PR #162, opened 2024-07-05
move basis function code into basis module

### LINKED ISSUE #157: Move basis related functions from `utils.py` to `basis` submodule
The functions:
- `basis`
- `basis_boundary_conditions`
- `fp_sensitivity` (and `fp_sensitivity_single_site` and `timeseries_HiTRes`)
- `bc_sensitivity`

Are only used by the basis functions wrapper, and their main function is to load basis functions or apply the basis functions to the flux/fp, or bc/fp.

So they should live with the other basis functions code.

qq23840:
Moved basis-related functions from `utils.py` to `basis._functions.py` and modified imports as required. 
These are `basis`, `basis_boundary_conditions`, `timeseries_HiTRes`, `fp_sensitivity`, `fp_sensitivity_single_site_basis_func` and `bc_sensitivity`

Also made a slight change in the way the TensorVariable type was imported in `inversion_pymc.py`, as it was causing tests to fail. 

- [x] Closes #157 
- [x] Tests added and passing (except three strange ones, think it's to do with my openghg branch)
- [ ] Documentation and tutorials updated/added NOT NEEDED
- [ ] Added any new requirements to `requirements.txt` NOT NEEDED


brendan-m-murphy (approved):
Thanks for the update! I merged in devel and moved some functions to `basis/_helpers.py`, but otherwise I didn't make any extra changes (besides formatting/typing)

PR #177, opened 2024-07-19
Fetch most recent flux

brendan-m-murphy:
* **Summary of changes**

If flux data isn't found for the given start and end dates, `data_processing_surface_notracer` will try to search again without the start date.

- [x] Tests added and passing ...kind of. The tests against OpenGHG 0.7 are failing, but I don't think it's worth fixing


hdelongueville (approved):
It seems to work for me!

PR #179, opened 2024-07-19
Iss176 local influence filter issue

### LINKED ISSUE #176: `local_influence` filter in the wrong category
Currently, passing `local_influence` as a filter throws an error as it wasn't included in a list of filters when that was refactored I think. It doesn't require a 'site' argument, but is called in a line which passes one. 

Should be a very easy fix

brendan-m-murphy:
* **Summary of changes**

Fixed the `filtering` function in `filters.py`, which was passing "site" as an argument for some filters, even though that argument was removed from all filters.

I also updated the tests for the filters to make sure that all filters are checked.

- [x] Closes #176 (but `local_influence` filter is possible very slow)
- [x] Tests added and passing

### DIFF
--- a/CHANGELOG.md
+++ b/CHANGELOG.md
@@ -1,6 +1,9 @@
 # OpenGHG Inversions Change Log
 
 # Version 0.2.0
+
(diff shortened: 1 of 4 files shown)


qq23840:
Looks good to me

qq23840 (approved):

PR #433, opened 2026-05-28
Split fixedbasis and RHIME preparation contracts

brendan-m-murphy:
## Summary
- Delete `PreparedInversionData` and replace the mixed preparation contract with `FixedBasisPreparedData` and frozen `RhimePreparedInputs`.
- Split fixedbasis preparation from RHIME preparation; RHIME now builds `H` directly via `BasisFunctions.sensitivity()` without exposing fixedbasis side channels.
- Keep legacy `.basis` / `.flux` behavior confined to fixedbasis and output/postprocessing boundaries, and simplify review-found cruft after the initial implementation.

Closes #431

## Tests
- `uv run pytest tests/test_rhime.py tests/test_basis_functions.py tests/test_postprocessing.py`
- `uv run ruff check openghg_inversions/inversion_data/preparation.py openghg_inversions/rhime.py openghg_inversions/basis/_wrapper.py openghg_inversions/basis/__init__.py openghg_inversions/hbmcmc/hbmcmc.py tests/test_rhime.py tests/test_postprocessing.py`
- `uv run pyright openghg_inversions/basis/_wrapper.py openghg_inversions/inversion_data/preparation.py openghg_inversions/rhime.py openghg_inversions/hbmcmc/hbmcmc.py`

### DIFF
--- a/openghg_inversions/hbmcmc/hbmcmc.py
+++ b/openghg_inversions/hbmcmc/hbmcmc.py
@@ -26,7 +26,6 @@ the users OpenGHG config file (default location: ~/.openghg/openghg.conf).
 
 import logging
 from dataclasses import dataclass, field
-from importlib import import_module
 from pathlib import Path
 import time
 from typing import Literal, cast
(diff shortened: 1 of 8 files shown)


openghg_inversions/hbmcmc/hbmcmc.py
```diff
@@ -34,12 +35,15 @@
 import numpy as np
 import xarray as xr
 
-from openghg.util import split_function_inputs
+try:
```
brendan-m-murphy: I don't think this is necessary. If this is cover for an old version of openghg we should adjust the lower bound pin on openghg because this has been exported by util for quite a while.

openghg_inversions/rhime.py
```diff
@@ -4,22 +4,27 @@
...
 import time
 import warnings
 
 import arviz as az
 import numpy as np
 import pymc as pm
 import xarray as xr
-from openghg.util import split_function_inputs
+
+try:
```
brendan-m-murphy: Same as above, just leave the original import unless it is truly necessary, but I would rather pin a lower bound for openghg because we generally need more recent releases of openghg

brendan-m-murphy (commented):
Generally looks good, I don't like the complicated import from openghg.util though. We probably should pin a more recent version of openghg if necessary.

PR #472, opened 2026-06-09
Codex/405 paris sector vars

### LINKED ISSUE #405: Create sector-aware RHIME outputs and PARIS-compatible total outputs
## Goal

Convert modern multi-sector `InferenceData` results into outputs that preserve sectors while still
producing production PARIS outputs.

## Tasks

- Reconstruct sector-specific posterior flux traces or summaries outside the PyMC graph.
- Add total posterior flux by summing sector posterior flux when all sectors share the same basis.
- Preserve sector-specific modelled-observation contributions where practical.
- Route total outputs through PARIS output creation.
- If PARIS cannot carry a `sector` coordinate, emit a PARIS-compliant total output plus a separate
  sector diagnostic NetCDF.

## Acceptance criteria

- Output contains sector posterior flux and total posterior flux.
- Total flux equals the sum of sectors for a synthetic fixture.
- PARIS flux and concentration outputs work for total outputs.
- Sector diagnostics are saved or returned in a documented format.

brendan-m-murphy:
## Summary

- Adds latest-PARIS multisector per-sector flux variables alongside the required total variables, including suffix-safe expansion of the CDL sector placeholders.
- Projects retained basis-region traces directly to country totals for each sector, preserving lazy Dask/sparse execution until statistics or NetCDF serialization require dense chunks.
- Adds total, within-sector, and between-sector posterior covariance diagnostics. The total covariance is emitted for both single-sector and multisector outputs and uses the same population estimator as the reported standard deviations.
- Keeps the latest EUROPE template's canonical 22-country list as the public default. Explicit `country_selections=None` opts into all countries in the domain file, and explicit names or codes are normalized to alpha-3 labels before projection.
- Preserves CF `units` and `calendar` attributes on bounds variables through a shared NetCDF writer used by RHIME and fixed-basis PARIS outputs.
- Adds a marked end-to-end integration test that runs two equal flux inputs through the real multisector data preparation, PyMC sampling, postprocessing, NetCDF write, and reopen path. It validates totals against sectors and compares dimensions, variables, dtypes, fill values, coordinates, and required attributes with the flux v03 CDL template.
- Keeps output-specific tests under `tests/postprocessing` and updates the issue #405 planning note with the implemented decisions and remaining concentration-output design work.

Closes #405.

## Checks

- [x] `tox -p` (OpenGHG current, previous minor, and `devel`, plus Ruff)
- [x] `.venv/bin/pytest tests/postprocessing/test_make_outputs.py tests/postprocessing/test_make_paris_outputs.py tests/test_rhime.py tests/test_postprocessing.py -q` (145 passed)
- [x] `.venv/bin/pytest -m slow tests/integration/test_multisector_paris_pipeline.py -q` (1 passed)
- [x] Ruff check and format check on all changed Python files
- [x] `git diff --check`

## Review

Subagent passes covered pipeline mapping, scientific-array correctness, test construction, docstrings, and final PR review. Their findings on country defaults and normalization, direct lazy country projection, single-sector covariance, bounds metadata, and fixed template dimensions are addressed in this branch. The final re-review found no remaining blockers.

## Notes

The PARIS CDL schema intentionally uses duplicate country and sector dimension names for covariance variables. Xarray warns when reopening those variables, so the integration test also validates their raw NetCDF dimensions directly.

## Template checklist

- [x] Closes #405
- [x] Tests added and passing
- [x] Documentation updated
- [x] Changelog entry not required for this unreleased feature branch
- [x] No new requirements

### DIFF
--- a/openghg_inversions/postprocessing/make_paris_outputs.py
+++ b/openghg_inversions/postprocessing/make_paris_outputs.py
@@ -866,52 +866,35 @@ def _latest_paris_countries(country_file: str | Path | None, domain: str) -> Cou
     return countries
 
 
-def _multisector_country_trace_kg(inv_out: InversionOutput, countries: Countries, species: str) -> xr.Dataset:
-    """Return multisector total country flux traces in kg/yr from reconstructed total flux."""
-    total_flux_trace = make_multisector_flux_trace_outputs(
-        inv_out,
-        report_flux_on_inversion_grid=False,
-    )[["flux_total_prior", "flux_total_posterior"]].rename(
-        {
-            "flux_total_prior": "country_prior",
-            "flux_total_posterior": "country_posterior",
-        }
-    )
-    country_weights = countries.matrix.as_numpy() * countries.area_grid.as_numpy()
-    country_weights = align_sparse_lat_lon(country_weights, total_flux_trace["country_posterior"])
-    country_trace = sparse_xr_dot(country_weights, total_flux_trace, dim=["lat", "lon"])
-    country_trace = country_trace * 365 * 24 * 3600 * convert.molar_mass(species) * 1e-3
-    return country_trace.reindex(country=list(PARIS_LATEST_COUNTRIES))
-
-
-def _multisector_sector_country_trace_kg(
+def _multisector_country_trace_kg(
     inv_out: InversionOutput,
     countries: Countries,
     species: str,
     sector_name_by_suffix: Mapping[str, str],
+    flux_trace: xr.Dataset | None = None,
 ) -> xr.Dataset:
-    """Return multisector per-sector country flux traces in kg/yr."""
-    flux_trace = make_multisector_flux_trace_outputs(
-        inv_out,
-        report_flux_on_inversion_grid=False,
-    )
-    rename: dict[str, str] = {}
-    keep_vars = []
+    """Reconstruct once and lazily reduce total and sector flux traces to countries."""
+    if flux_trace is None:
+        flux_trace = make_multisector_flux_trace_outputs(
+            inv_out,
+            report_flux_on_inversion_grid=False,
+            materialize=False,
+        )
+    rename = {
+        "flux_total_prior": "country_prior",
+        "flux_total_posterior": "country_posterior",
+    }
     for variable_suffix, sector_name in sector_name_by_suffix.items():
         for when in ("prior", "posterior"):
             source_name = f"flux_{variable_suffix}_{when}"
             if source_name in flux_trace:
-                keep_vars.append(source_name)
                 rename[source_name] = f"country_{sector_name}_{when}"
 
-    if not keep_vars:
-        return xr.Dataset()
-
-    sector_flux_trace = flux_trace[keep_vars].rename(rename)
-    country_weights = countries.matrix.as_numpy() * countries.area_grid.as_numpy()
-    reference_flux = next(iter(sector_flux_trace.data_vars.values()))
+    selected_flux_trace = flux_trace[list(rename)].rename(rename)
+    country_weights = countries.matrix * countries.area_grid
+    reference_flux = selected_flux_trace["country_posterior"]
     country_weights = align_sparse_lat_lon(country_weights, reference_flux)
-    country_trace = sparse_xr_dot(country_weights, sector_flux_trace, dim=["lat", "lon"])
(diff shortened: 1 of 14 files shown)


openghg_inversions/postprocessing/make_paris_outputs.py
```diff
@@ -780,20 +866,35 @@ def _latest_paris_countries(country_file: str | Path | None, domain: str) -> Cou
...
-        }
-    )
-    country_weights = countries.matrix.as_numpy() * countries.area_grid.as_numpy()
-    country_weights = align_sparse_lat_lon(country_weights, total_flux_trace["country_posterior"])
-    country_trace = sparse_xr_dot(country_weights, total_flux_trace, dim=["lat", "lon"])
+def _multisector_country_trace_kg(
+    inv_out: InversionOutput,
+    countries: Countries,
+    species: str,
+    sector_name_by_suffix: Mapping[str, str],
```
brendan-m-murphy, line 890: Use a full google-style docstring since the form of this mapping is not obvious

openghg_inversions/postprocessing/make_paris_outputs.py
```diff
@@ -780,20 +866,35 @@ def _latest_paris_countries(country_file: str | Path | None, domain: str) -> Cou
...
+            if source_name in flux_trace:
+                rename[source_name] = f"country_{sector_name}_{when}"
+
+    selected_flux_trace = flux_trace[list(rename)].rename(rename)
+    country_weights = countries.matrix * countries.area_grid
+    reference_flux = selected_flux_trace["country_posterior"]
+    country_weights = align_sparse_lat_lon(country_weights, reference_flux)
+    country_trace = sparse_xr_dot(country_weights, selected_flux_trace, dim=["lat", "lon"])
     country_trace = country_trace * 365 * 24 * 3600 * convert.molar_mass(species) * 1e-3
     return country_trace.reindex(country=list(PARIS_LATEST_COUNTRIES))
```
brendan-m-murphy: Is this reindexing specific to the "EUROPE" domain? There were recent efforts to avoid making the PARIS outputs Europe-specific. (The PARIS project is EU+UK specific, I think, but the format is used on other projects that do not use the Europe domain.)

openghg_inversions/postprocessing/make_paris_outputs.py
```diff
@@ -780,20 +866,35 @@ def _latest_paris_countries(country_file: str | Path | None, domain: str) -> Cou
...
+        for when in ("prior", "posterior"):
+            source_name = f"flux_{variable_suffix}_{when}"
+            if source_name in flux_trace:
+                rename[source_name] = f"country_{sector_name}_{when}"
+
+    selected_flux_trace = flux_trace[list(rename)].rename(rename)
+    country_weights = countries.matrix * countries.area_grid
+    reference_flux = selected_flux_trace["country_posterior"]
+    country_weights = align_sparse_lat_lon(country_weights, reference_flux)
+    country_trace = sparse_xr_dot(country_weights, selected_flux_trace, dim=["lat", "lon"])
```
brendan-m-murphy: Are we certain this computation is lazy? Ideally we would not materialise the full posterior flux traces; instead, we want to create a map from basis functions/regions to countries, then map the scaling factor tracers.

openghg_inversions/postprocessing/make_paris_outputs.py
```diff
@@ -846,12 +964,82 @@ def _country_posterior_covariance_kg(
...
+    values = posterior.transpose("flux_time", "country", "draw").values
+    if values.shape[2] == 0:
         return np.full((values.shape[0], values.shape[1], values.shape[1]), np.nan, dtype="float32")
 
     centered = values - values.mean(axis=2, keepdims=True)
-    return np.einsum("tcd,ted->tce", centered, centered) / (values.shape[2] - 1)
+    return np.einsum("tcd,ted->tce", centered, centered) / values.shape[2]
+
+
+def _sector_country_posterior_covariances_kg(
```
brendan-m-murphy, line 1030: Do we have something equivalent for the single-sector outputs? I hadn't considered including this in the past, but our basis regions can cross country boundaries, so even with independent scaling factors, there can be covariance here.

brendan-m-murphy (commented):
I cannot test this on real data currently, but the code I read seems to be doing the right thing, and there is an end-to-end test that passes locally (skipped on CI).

.....

- _TO DO_
Looking at the records above, work out how many lines hold "files" and write only that number.

- _OUTPUT OF THE TASK_
4